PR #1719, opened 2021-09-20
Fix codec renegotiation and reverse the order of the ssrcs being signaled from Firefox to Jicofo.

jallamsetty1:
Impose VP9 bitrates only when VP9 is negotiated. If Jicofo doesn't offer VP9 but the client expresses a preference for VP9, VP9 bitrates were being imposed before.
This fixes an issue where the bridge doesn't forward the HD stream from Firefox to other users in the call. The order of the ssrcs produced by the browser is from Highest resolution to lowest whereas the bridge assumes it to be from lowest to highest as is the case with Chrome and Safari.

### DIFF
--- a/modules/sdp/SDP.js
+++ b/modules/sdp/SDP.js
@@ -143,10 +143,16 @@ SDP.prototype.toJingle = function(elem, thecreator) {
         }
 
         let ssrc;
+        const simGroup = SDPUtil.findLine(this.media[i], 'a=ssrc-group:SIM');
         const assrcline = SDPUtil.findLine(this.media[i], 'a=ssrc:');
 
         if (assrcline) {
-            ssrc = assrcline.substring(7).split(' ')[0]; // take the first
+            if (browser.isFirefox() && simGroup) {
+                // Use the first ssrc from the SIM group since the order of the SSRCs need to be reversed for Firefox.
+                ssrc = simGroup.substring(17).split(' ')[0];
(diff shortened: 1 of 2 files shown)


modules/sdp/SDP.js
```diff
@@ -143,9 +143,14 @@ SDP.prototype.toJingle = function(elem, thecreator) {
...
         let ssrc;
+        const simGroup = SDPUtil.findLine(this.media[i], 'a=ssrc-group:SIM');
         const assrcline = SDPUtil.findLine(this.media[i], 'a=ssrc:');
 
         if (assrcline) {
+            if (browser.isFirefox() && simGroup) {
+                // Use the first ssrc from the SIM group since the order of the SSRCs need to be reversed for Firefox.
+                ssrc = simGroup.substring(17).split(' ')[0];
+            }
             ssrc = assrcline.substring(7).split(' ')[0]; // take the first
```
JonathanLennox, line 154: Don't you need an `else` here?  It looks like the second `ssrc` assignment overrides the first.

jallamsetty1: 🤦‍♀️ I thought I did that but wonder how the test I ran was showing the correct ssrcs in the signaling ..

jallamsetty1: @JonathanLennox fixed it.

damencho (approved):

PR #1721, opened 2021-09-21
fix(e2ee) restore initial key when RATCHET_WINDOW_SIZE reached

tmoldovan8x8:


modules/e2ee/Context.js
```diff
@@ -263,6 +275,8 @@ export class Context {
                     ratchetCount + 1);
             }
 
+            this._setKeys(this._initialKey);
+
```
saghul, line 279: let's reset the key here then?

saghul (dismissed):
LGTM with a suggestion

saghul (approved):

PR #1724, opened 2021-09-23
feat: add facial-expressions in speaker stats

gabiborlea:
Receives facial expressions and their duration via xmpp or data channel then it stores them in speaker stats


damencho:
^^^^
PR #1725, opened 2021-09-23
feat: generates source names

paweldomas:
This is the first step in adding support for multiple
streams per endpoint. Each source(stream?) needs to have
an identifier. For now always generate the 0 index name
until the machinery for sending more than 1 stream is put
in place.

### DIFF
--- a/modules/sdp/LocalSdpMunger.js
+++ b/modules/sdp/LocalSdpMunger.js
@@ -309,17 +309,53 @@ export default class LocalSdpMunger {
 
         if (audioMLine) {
^^^^
## Assigned task
Work out the number of lines in this listing that include the word "export". Reply with that number only.

## Exercise output
2